Write each entry out again exactly, with nothing omitted.

[Data for processing]

++++++++

PR #4712, opened 2026-07-30
ci(desktop): build and publish signed desktop installers on release

kaeawc:
## Summary

Adds release engineering for the Compose Desktop app (`android/desktop-app`). The release pipeline shipped every artifact except the desktop app, and PR CI only ran `:desktop-app:build`; nothing ever produced or published the native installers. This wires the DMG/MSI/Deb into the release flow.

++++++++

[Solution to this problem]
PR #4712, opened 2026-07-30
ci(desktop): build and publish signed desktop installers on release

kaeawc:
## Summary

Adds release engineering for the Compose Desktop app (`android/desktop-app`). The release pipeline shipped every artifact except the desktop app, and PR CI only ran `:desktop-app:build`; nothing ever produced or published the native installers. This wires the DMG/MSI/Deb into the release flow.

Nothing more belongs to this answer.